WORK TO BE COMPLETED: Which of the lines below contain the string "opened"? Copy each one.

RECORDS PROVIDED:
========

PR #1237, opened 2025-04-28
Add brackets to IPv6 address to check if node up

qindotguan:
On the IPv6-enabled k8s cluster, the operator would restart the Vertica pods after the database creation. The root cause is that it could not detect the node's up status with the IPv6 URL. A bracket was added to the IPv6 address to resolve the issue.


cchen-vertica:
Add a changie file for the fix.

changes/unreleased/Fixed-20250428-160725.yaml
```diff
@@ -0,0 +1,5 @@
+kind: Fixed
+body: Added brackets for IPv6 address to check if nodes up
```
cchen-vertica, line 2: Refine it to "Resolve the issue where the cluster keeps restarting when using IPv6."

========

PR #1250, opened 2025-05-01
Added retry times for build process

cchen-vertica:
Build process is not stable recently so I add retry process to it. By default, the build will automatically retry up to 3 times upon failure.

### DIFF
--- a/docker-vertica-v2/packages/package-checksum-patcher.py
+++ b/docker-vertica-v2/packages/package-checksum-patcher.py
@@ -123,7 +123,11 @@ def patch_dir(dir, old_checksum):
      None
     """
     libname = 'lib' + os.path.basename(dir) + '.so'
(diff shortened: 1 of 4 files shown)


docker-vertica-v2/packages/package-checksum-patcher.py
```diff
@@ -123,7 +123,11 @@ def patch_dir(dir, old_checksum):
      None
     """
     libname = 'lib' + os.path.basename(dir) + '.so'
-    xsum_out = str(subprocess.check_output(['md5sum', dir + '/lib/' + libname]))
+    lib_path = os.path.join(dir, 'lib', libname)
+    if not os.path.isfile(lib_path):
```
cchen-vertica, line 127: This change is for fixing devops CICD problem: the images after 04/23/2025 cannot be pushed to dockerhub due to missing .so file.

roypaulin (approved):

========

SOLUTION TO THIS TASK:
PR #1237, opened 2025-04-28
PR #1250, opened 2025-05-01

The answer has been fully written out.